» **TASK TO CARRY OUT**
Only the lines with the string "addons" are needed; return each of them from the entries below.

» **STUDY MATERIAL**
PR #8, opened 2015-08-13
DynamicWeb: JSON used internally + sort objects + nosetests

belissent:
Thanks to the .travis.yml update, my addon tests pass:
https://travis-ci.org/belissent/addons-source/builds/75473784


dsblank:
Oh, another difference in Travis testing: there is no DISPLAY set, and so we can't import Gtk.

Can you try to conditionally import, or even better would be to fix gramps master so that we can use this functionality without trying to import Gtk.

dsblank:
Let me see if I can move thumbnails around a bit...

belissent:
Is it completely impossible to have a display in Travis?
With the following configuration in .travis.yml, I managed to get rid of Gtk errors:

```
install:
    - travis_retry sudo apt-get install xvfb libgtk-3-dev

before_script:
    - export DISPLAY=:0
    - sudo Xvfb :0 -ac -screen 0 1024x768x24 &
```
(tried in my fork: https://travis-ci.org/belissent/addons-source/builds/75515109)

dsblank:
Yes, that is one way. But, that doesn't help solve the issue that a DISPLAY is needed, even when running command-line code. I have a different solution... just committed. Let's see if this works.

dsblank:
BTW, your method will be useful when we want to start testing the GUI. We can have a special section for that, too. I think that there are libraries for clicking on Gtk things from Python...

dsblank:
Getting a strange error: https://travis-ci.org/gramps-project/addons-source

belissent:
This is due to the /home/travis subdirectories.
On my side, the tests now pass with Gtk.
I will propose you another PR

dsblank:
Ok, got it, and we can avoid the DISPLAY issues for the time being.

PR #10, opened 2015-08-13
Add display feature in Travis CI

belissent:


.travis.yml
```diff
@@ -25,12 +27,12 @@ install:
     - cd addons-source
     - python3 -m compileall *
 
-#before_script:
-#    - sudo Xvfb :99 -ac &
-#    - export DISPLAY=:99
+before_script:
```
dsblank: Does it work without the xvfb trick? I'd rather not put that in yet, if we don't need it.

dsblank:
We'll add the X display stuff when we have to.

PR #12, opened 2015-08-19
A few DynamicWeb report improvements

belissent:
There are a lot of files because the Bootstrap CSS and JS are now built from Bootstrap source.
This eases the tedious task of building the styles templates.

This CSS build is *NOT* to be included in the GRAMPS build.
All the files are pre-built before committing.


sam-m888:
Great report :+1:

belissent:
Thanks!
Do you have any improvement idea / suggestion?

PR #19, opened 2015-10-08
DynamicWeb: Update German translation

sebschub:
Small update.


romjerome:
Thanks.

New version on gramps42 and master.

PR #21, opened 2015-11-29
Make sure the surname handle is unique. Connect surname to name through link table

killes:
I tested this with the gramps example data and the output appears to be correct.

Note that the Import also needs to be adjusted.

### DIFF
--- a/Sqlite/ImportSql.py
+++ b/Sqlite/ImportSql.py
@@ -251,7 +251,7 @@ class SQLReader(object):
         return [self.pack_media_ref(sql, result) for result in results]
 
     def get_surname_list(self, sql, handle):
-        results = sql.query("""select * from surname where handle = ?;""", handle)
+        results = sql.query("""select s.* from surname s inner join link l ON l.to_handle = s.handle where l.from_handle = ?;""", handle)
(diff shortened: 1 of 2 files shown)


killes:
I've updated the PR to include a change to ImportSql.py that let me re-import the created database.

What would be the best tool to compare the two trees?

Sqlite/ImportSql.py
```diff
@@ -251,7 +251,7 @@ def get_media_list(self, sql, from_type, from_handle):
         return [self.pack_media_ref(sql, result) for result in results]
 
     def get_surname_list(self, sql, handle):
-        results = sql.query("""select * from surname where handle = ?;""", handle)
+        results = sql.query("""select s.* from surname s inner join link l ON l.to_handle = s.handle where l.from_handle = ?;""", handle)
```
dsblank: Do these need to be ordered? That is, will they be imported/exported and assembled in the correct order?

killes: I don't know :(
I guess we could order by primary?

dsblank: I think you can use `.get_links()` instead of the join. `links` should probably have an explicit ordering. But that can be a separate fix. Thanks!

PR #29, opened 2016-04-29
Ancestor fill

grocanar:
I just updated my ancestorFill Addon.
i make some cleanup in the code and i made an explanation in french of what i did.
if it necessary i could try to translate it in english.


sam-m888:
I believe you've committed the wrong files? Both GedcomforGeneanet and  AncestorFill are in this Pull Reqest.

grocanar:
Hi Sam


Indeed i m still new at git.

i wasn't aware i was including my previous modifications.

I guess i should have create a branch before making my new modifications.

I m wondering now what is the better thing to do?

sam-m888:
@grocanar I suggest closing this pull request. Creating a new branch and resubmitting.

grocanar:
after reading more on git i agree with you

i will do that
--
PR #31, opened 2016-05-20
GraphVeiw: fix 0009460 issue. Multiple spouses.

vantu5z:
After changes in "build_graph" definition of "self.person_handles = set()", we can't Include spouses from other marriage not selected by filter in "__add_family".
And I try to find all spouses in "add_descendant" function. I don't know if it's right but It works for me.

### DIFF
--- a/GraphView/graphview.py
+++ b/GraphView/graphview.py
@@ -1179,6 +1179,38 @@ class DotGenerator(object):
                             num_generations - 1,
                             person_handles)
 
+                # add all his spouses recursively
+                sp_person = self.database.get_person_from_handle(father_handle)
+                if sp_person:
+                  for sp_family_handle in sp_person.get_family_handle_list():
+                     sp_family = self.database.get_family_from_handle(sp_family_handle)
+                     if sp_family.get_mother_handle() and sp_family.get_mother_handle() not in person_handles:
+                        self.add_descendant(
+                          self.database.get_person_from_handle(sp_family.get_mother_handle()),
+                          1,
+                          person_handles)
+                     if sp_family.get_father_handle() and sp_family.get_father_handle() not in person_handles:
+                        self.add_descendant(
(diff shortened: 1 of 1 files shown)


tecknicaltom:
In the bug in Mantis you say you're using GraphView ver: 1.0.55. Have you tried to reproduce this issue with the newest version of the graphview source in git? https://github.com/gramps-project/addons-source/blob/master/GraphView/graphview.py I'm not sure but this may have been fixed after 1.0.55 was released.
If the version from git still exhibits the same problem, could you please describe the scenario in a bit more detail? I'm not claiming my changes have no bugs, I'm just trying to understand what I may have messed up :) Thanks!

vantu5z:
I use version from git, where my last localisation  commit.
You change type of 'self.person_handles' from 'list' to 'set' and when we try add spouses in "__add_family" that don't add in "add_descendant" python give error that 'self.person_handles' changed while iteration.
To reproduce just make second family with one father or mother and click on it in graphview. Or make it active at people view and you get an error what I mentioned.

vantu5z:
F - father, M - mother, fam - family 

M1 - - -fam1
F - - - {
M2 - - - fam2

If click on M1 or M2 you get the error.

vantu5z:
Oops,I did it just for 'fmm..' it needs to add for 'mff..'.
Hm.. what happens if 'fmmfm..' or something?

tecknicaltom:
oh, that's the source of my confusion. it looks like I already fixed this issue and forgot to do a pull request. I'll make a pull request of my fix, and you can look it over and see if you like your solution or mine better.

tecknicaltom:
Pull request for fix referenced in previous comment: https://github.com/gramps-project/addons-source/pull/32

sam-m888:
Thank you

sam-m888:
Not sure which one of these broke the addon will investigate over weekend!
---
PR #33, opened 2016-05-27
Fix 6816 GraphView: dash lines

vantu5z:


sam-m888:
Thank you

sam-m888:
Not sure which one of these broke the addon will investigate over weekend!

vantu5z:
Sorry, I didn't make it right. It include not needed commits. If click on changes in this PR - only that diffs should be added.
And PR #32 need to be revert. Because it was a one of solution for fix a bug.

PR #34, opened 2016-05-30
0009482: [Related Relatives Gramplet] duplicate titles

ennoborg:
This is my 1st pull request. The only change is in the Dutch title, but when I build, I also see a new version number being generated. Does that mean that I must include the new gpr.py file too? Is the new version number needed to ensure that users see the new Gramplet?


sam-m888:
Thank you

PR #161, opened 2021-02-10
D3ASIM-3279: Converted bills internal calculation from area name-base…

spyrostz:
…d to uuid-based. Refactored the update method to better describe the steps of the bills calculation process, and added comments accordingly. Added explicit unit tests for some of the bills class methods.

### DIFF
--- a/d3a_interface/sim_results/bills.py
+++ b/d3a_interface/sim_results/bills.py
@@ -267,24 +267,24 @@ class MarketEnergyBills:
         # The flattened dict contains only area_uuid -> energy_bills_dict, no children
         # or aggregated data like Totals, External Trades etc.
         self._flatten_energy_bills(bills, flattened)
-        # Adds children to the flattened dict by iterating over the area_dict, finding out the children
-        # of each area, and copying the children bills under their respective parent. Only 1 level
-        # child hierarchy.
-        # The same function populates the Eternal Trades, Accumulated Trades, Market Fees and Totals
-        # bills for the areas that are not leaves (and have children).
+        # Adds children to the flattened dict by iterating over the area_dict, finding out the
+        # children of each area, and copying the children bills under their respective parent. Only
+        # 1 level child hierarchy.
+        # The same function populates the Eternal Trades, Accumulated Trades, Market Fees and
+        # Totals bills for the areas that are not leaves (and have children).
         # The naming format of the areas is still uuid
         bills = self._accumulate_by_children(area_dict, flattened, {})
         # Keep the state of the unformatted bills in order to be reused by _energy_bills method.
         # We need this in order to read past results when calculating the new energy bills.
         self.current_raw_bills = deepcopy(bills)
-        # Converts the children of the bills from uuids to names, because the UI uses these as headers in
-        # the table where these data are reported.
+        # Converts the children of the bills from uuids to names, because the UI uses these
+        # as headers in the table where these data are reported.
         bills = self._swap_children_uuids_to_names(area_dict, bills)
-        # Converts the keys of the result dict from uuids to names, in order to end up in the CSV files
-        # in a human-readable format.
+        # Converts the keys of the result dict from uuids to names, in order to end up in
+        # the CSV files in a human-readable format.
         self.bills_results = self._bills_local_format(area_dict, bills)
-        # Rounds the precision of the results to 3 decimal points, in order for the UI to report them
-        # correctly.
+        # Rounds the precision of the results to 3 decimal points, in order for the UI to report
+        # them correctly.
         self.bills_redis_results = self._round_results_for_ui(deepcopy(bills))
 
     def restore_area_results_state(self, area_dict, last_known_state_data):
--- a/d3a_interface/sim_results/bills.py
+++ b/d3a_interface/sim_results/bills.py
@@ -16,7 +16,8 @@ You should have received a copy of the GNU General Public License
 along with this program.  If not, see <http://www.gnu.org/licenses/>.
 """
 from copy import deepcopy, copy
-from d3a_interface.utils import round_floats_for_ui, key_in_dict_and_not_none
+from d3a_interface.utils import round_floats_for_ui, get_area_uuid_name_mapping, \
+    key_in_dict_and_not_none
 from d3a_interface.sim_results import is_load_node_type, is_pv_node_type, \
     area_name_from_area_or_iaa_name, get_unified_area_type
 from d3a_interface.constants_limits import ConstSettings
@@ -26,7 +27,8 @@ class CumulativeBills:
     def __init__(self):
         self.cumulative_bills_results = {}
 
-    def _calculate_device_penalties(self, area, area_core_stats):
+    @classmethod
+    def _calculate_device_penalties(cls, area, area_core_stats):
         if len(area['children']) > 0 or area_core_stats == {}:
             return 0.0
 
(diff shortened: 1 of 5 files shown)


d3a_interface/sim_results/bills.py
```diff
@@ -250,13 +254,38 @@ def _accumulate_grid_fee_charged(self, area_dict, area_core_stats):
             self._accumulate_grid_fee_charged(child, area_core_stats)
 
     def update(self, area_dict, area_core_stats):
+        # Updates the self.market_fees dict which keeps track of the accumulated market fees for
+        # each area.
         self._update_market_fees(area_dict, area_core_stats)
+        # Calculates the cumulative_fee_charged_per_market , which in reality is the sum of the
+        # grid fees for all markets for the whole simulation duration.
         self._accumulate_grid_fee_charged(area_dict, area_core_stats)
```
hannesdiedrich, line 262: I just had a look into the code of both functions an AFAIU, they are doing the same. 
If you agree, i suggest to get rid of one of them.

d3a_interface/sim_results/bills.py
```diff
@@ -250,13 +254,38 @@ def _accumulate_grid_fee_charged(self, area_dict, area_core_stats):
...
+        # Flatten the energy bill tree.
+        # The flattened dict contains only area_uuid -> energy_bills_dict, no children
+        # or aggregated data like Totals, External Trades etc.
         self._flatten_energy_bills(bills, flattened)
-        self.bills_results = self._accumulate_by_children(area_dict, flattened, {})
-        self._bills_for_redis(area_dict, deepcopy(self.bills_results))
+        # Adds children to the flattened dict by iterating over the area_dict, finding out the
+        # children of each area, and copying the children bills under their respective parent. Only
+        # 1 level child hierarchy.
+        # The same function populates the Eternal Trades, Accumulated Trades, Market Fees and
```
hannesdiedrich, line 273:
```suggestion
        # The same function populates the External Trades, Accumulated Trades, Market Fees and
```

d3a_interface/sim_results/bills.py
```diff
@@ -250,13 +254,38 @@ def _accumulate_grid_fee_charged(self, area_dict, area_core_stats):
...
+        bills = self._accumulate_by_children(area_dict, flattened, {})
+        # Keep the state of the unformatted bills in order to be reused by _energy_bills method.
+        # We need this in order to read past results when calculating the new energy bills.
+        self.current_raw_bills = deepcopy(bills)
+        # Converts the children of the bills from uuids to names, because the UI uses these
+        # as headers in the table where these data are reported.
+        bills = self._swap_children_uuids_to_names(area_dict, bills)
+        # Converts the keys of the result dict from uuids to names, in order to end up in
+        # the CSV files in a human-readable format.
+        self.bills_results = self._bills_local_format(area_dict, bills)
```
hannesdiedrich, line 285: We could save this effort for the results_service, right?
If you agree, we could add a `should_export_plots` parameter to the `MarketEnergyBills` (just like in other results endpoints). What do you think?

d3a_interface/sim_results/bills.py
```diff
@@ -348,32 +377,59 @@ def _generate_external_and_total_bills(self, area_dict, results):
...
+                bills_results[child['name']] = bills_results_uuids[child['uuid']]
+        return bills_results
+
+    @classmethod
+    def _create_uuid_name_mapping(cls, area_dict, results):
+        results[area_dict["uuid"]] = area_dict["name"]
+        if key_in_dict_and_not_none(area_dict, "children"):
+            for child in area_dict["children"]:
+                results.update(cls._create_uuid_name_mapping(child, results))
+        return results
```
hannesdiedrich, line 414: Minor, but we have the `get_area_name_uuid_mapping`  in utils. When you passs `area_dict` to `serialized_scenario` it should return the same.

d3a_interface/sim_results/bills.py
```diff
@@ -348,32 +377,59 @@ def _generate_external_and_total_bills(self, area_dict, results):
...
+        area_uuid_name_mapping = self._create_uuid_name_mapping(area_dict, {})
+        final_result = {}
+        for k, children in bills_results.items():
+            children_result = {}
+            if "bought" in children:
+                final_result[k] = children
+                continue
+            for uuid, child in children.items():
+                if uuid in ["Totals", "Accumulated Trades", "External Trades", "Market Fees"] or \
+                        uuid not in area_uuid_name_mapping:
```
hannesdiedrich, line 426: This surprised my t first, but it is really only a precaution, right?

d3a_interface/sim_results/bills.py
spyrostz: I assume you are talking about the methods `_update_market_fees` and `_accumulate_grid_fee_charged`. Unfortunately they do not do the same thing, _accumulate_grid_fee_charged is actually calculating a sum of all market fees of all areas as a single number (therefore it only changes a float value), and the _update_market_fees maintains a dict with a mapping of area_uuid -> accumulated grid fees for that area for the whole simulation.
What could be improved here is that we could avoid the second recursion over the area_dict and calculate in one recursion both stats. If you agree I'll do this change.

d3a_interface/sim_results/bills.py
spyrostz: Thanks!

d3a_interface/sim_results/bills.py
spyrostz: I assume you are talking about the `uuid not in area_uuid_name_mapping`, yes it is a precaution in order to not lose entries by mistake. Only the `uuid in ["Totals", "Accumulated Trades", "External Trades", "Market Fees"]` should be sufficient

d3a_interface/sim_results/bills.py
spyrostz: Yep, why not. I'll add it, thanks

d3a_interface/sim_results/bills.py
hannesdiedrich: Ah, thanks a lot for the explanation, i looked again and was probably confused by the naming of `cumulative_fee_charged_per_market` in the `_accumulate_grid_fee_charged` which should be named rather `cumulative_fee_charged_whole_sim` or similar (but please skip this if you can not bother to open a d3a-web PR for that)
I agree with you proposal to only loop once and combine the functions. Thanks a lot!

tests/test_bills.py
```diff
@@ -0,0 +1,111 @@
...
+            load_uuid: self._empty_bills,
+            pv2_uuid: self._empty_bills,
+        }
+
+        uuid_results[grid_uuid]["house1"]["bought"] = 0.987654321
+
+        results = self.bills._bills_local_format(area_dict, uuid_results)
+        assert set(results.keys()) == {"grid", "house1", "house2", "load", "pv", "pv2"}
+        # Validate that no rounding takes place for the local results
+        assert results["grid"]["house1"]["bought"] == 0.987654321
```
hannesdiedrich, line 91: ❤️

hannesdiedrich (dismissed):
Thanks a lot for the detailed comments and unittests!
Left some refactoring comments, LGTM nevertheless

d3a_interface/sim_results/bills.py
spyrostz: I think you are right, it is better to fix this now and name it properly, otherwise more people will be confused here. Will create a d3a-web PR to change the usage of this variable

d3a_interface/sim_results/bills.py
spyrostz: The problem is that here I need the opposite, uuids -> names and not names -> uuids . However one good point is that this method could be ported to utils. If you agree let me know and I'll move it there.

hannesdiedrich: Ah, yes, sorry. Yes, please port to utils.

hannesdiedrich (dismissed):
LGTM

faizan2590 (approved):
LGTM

» **RESULT FOR THIS TASK**
https://travis-ci.org/belissent/addons-source/builds/75473784
(tried in my fork: https://travis-ci.org/belissent/addons-source/builds/75515109)
Getting a strange error: https://travis-ci.org/gramps-project/addons-source
     - cd addons-source
In the bug in Mantis you say you're using GraphView ver: 1.0.55. Have you tried to reproduce this issue with the newest version of the graphview source in git? https://github.com/gramps-project/addons-source/blob/master/GraphView/graphview.py I'm not sure but this may have been fixed after 1.0.55 was released.
Pull request for fix referenced in previous comment: https://github.com/gramps-project/addons-source/pull/32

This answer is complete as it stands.